1. Census of Ireland 1881, General Report. Part II, Form B*1, page 7
2. Census of Ireland 1851,Vol. VI, Table XXV
3. Census of Ireland 1881, General Report, Table 62, page 214
4. Census of Ireland 1881, General Report, Part II, Table 49
5. Census 1881, Table 47
6. Census 1881, Table 83
7. Griffith’s Valuation
8. Census 1881, General Report
9. Census 1881, Table 79, pages 236-237
10. Census of Ireland 1891, Table 147
11. Lee, Joseph J. The Modernisation of Irish Society, 1848-1918, Dublin 1983, p. 70
Dooagh, Achill Island (from Women in Mayo, 1821-1851: A historical perspective)
In 1851, great improvements in the quality of housing had been noted. There had been an increase of 0.7% (2) in the occupancy of First Class houses, 4.6% of Second Class Housing and a dramatic increase in the occupancy of Third Class housing of 33.3% and a decrease of 38.3% in the occupancy of Fourth Class houses. One is surprised to find such a large number of Fourth Class houses still in use in 1881. There was a very close connection between the house type and the holding on which it was situated. The Special Inquiry as to Agricultural Holdings 1881 (3) reminds us of the link between poor holdings and poor housing. The Report spoke of ‘the excessive struggle for existence in the more remote agricultural districts’. Worst was Mayo, where only 15% of the holdings exceeded 30 acres. The average valuation of holdings under thirty acres was £4. Only 12% of the population of the county did not reside on agricultural holdings. In Ireland, as a whole, in 1881, over half (55%) of the Fourth Class Housing was on holdings of less than thirty acres and 45% of them on holdings above thirty acres. There were wide variations between Provinces and between Counties.

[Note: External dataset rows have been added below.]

Issue #499, opened 2020-02-15
Edge count discrepancy with sparsifier


deklanw:
I'm starting with a directed graph with 8541 edges. I run a Sparsifier with a ratio of 0.5. 

```python
    print(G.numberOfEdges(), localDegGraph.numberOfEdges())
```

```8541 4234```

So far so good. 

```python
    edge_c = 0

    def count_edges(source, target, _weight, _edge_id):
        nonlocal edge_c
        edge_c += 1

    localDegGraph.forEdges(count_edges)
    print(edge_c)
```

Gives:

```3972```

What's causing the discrepancy? I also ran a layout algorithm on `localDegGraph`, saved it with `writeGraphToGML` and also got 3972 edges.

**Comment by angriman** [comment]
Probably the sparsifier does not update edge count correctly. Which sparsifier are you using?

**Comment by deklanw** [comment]
@angriman 

Thanks for response. I'm using LocalDegreeSparsifier

**Comment by angriman** [comment]
`LocalDegree` sparsifier only computes edge scores, so the edges should be removed somewhere else. How exactly do you create `localDegGraph`?

**Comment by deklanw** [comment]
```python
# Initialize the algorithm
localDegSparsifier = nk.sparsification.LocalDegreeSparsifier()

# Get sparsified graph
localDegGraph = localDegSparsifier.getSparsifiedGraphOfSize(G, targetRatio)
G.numberOfEdges(), localDegGraph.numberOfEdges()
```
As in https://github.com/networkit/networkit/blob/Dev/notebooks/Sparsification.ipynb

angriman:
Thank you. I ran this code:
```
import networkit as nk

G = nk.readGraph('./input/MIT8.edgelist', nk.Format.EdgeList, separator='\t', firstNode=0,
        continuous=False, directed=False)
G.indexEdges()

# Initialize the algorithm
localDegSparsifier = nk.sparsification.LocalDegreeSparsifier()

# Get sparsified graph
localDegGraph = localDegSparsifier.getSparsifiedGraphOfSize(G, .5)

edge_c = 0
def count_edges(source, target, _weight, _edge_id):
    global edge_c
    edge_c += 1

localDegGraph.forEdges(count_edges)
assert(localDegGraph.numberOfEdges() == edge_c)
```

In Connacht, the proportion of Fourth Class houses on holdings not exceeding thirty acres was 77.7%, in Munster, 37.3%. In Connacht, Mayo was found prominent as 83.8% of the Fourth Class houses were on agricultural holdings not exceeding thirty acres.
Further analysis (Table 49) (4) reveals that there were 110,675 females in the County in 1881.
Of these, a mere 2,597 women and even fewer men actually lived in these houses. About a quarter of the women (28,732) lived in Third Class Housing (a great improvement). The largest group of women in the County lived, in fact, on holdings between ten and fifteen acres, as can be seen from the following table:
YEAR 1881 # Female Size of Holdings Residents
Less than 1 acre.......1278
5-10 Acres 10999
15-20 Acres 17071
It can be seen that the size of the holdings on which women lived had improved greatly and the pattern of increased occupancy of Third Class Houses noted in 1851 continued. An examination of the main towns of the County shows that women outnumbered men in all of them (Table 47) (5) In Ballinrobe, for example, there were 736 more women than men. Some of these may have been widows, as many women resorted to the towns on the death of their husbands. Widows formed 16.5% of the population of the County in 1881.(6) The figure for widowers was much lower as most widowers remarried at that time. Some widows thought they might eke out an existence more easily in the towns than on the land, particularly if their holdings were part of a joint tenancy. In many instances, the other tenants in such a lease wanted to remove widows from their holdings, as they feared they might fall into arrears of rent. Many women, with some little means, opened huxter shops or kept lodgers. When one considers the numbers of uninhabited houses in all of the towns of the County (Belmullet had 154, Ballina 197, Newport 123, Killala 94), one can see that it would have been comparatively easy for such a woman to rent a house in town.